• BRIEF
Please look for the string "have" below and report every line in which it occurs.

• GIVEN RECORDS
"""

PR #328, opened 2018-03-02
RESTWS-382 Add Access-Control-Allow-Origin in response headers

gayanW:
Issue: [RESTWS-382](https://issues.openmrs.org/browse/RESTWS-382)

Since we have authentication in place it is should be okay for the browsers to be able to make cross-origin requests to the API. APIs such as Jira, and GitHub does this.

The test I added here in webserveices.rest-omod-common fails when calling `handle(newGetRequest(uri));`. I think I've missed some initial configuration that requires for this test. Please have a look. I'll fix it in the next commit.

"""

• EXERCISE ANSWER
Since we have authentication in place it is should be okay for the browsers to be able to make cross-origin requests to the API. APIs such as Jira, and GitHub does this.
The test I added here in webserveices.rest-omod-common fails when calling `handle(newGetRequest(uri));`. I think I've missed some initial configuration that requires for this test. Please have a look. I'll fix it in the next commit.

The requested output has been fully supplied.